Assignment: What you return must match the listing word for word.

Collected data:
PR #1336, opened 2015-11-23
Add superseded note to 5.1 docs

hflynn:
See https://trello.com/c/1VCpNEFp/195-google-shows-old-versions-as-recent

Task answer:
PR #1336, opened 2015-11-23
Add superseded note to 5.1 docs

hflynn:
See https://trello.com/c/1VCpNEFp/195-google-shows-old-versions-as-recent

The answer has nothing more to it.